Ever found yourself stuck in development limbo, waiting for a job to finish, only to realize you might need to tweak it again? It’s one of the less enjoyable parts of being a data engineer. But what if I told you there’s a way to speed things up and make your life easier? The answer is simple: run your tasks concurrently. I know you know, but did you know this is possible in Matillion Data Productivity Cloud? Let’s explore how you can achieve this and discover the benefits it brings!
What is Matillion’s Data Productivity Cloud?
In a previous blog post, I highlighted that Matillion DPC is a cloud-based product offered as a service, eliminating the need to manage virtual machines or staging space, and accessible entirely through a web browser. The Data Productivity Cloud combines data loading and data transformation capabilities into one robust platform. It supports unlimited users, projects and environments, providing unlimited scalability with Matillion-managed or user-managed agents.
It features intuitive access control, allowing permissions to be granted to projects by assigning users to one of three roles: read-only, user or admin. This flexibility promotes effective collaboration, enabling team members to share resources and work efficiently together using Git, which is crucial for version control and collaborative teamwork.

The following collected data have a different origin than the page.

PR #2370, opened 2026-05-12
Digest pinning support for Trivy image.

Vinnie161:
## Summary

This change adds optional digest support for the Harbor Trivy adapter image.

Currently the Trivy StatefulSet always renders the image as:

```
  <repository>:<tag>
```

This makes it impossible to use digest-based image references such as:

```
  goharbor/trivy-adapter-photon@sha256:<digest>
```

The new `trivy.image.digest` value is optional and backward compatible:
- when `trivy.image.digest` is empty, the chart keeps rendering `<repository>:<tag>`
- when `trivy.image.digest` is set, the chart renders `<repository>@<digest>`

This allows users to pin the Trivy adapter image by immutable digest while preserving the existing tag-based behavior by default.

### DIFF
--- a/templates/trivy/trivy-sts.yaml
+++ b/templates/trivy/trivy-sts.yaml
@@ -63,7 +63,7 @@ spec:
       {{- end }}
       containers:
         - name: trivy
-          image: {{ .Values.trivy.image.repository }}:{{ .Values.trivy.image.tag }}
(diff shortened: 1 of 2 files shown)


MinerYang:
Let's discuss more in this thread
https://github.com/goharbor/harbor-helm/issues/2372#issuecomment-4474756285

MinerYang:
Hi @Vinnie161 ,

Sorry for the late response. Would you like to continue working on this PR and add a UT and update README for this configuration?

Thanks,
Miner

Vinnie161:
Hi, @MinerYang!
Sorry, I'm overloaded right now. I'll try to get back to this PR when I have some time.

PR #12925, opened 2022-08-12
fix flakey test

almogdepaz:
better isolation for testing ses mismatch on sync, this should now run consistently


mariano54 (approved):

mariano54:
Looks like it's still broken, or maybe this is something else:
https://github.com/Chia-Network/chia-blockchain/runs/8165529186?check_suite_focus=true

mariano54:
^ @paninaro is this the same TSL cert issue as before?

mariano54:
Or maybe we need to `await async_mock` @almogdepaz ? There is an error about that in the log.f

almogdepaz:
> Or maybe we need to `await async_mock` @almogdepaz ? There is an error about that in the log.f

@mariano54 it looks like the event loop was closed mid sync and that failed the test, im not sure its related specifically to this test, looking into it

PR #12926, opened 2022-08-12
Reduce flakiness (saw 281 in a test)

mariano54:


jack60612 (dismissed):
Still within the margin of error

arvidn (dismissed):
in an ideal world, we would use deterministic test cases. with a fixed random number generator seed if we have to.

jack60612:
> in an ideal world, we would use deterministic test cases. with a fixed random number generator seed if we have to.

agreed

mariano54:
The test is fine, the issue is that the function being tested has a call to random (to try different combinations of coins). we can probably seed the rng so it becomes deterministic

mariano54:
Test is deterministic now @arvidn

jack60612:
> Test is deterministic now @arvidn

yay i guess?

jack60612 (dismissed):
lgtm

chia/wallet/coin_selection.py
```diff
@@ -135,10 +135,11 @@ def select_smallest_coin_over_target(target: uint128, sorted_coin_list: List[Coi
 # we use this to find the set of coins which have total value closest to the target, but at least the target.
 # IMPORTANT: The coins have to be sorted in descending order or else this function will not work.
 def knapsack_coin_algorithm(
-    smaller_coins: List[Coin], target: uint128, max_coin_amount: int, max_num_coins: int
+    smaller_coins: List[Coin], target: uint128, max_coin_amount: int, max_num_coins: int, seed: bytes = b"knapsack seed"
 ) -> Optional[Set[Coin]]:
     best_set_sum = max_coin_amount
     best_set_of_coins: Optional[Set[Coin]] = None
+    random.seed(seed)
```
arvidn, line 142: it's a bit of a nitpick, but I think it would be cleaner to create a new `Random` object with this seed, and then ask it for random numbers. With this change, if any other part of the program depends on pseudo random numbers, they won't be so random anymore after calling this function (because you're re-seeding the global state)

arvidn: actually, I think it's quite risky to seed the global PRNG.

jack60612: > actually, I think it's quite risky to seed the global PRNG.

agreed

mariano54: yeah I didn't realize it was global. whoops, that was a huge oversight from my part. I'll do what you suggested

arvidn (approved):

jack60612 (approved):
Nice

emlowe (approved):

wallentx (approved):

PR #12934, opened 2022-08-12
Rust coin state

arvidn:
The motivation for this patch is to speed up `subscribe_to_phs()` in the wallet. For wallet with a lot of transactions, and many puzzle hashes, parsing the response for this RPC is very slow.

| --- | --- | --- | --- |
| subscribe_to_phs() | 53.29% | 0.88% | 0.0165 |

Profile from main:
chia-hotspot-3-main

Profile with this patch:
chia-hotspot-3-patched

### DIFF
--- a/chia/protocols/wallet_protocol.py
+++ b/chia/protocols/wallet_protocol.py
@@ -1,6 +1,8 @@
 from dataclasses import dataclass
 from typing import List, Optional, Tuple
 
+from chia_rs import CoinState, RespondToPhUpdates
+
 from chia.types.blockchain_format.coin import Coin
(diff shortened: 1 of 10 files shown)


chia/protocols/wallet_protocol.py
```diff
@@ -178,29 +183,13 @@ class RespondHeaderBlocks(Streamable):
     header_blocks: List[HeaderBlock]
 
 
-@streamable
```
mariano54, line 181: I would leave this code here but commented. The protocol file acts as a sort of documentation of how wallet and node communicate.

trepca (approved):
🚀

PR #12935, opened 2022-08-12
Change DL offers to prove a branch instead of a leaf

Quexington:
Previously the DL offer chialisp assumed that you were proving a leaf in a merkle tree.  Since we instead want to prove a key/value pair where the keys and values are leaves, I've changed it to instead require a branch to prove.

The hashing algorithm in the chialisp also changed to work like sha256tree.


emlowe:
Just to comment that we matched the chialisp hashing to the DL and this was also changed for custody as well. So everything right now is all consistent with this PR

geoffwalmsley (dismissed):

emlowe (approved):

PR #12946, opened 2022-08-12
Add single_derived_address config

ytx1991:
This will enable the single derivation address feature if user set single_derived_address to true.
All coins will be managed in one address.


ytx1991:
I'm planning to test 3 cases. The baseline is the current solution, I will set the user experience score as 100.
Current experience: Will become syncing status every 3-5 mins, each time will take 1-2 mins. Making transactions will take a very long time and has a high chance of timeout (600s). Switching between tokens/NFT/Offer will also take minutes.

1. Just disabled creating new derived address after every transaction.
Score 120-150. Switching between tokens/NFT/Offer just take seconds. The other issue still exist.

2. Based on #1, move all coins in one address.
Testing

3. Based on #2, create a new wallet without legacy transactions and derivation paths.
4. Testing

mariano54:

Matillion DPC is designed to be user-friendly, yet offers a wide range of capabilities, significantly reducing the need for multiple tools to meet business requirements. By focusing on one comprehensive tool, data engineers can save time, reduce costs and enhance the overall efficiency of data management processes.
For more information on Matillion DPC, check out our blog series on the topic.
What are the Benefits of Concurrency?
Any jobs that use multiple threads can take advantage of the scaling capability of Matillion-managed or user-managed agents. By leveraging Concurrency, you can observe a reduction in total job execution time. This can be highly advantageous in situations where:
- A single task tries to execute numerous subtasks — for example, when using iterators.
- Multiple tasks are being run on the same agent simultaneously — such as when various schedules initiate at 6AM.
How Does it Look Like?
At InterWorks, we have tested the concurrency capabilities of Matillion DPC by simulating a real-world data engineering scenario: loading tables from a database into Snowflake. This test is comprehensive, utilizing a wide variety of components.
Our primary job is divided into two orchestration sub-jobs:
- Metadata Management
- Data Load
Metadata Management
This job creates a schema and a metadata table if they do not already exist. It extracts metadata from the source database (PostgreSQL) and inserts this metadata into the newly created metadata table. The “Metadata Merge” transformation job ensures that an existing metadata table is not dropped, if appropriate.
Data Load
This job also creates a schema if it does not already exist. It reads table names from the metadata table and saves them to a Grid Variable. It then sorts the table names (optional but nice to have) and uses a Grid Iterator to call Import Single Table, passing the table name.
The Import Single Table job, created by InterWorks, covers many use cases. It checks if a table already exists and if it can be loaded incrementally. If it can, the job extracts the incremental columns and generates the incremental query. If not, it generates a full load query. In both cases, the generated query triggers the data load for that table. Importantly, the grid variable passing the table name can be configured to run either concurrently or sequentially.
Testing Procedure
For our tests, we used a Python script to generate tables containing 20 columns of various data types and 100 rows each. These tables were loaded into a PostgreSQL database, with three different table counts being tested: 10, 100 and 1000. Before each measurement, the schemas for the metadata and the tables were dropped.
The results of our tests are represented in the following chart:
There’s a noticeable 58% decrease in total runtime when processing 10 tables. This performance enhancement becomes even more apparent as the number of processed tables rises, reaching an impressive 93% with 1000 tables.
Wrap Up
The concurrency capabilities of Matillion DPC demonstrate impressive performance, particularly when executing multiple subtasks simultaneously, which significantly reduces runtime. This efficiency is not limited to grid variables but extends to all iterators available in Matillion DPC. Additionally, Matillion DPC will execute jobs concurrently if they are scheduled at the same time, making it a comprehensive SaaS tool for data loading and transformation. Matillion DPC is an invaluable asset for your data engineering tasks, enhancing both speed and efficiency.